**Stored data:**
Issue #4704, opened 2021-02-16
Refactor CTS results to reduce Java heap requirements


cmgrote:
At the moment our CTS results are in JSON format, but for a complete run of the current tests the results file (without any whitespace or indentation) weighs in at a hefty 150-200MB.  This is basically unreadable by almost any text editor as a JSON-formatted document.

I've also just looked at a Java profile of running the CTS, and the final retrieval (or any interim retrievals, to check for instance whether the CTS has completed) need to construct this object via Jackson as a `TestLablReportResponse` -- this takes 800+MB of memory on the heap to do each time.

We also have a few issues open on areas where additional tests are to be added to the CTS, which would only increase these sizes.

Should we consider some alternative approach to storing the results of the CTS?  The current approach already seems at (beyond?) the limits of what we'd reasonably expect a REST-based interface to handle...

cmgrote:
Suggestion is to break down the singular large query into an iterative set of smaller queries against each individual test case to get the details -- perhaps leave the `TestLabReportResponse` just to give the overall profile summaries.

(Need to confirm that an interface for these smaller queries already exists, and probably provide a simple script that will make the appropriate iterative calls to retrieve all of the details of the test cases.)

planetf1:
I think it would be good to refactor - this caused us an issue before - see https://github.com/odpi/egeria/issues/2497

PR #4748, opened 2021-02-28
#4704 splits CTS results into summaries and details

cmgrote:
... with multiple API calls.

Also adds elapsed times on a per-method basis, to allow inspection afterwards for which methods seem to be performing well or not for a given repository -- the timings are calculated only for the MetadataCollection method calls, not any of the surrounding logic contained in the CTS itself.

### DIFF
--- a/build.gradle
+++ b/build.gradle
@@ -41,7 +41,7 @@ apply plugin: 'nebula-aggregate-javadocs'
 allprojects {
 
     group = 'org.odpi.egeria'
-    version = '2.7-SNAPSHOT'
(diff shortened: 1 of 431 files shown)


cmgrote:
Confirmed that with these changes, the maximum CTS addition to the heap is now ~150MB (where previously for the same it grew to over 800MB).

cmgrote:
Since I've left the old endpoints, methods, payloads, etc for backwards compatibility I will go ahead and merge (giving additional testing time prior to next release).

**Your goal:**
Take the line with "I think it would" and all lines after it through the end of the records, and write them out exactly; include nothing else.

**Written solution:**
I think it would be good to refactor - this caused us an issue before - see https://github.com/odpi/egeria/issues/2497

PR #4748, opened 2021-02-28
#4704 splits CTS results into summaries and details

cmgrote:
... with multiple API calls.

Also adds elapsed times on a per-method basis, to allow inspection afterwards for which methods seem to be performing well or not for a given repository -- the timings are calculated only for the MetadataCollection method calls, not any of the surrounding logic contained in the CTS itself.

### DIFF
--- a/build.gradle
+++ b/build.gradle
@@ -41,7 +41,7 @@ apply plugin: 'nebula-aggregate-javadocs'
 allprojects {
 
     group = 'org.odpi.egeria'
-    version = '2.7-SNAPSHOT'
(diff shortened: 1 of 431 files shown)


cmgrote:
Confirmed that with these changes, the maximum CTS addition to the heap is now ~150MB (where previously for the same it grew to over 800MB).

cmgrote:
Since I've left the old endpoints, methods, payloads, etc for backwards compatibility I will go ahead and merge (giving additional testing time prior to next release).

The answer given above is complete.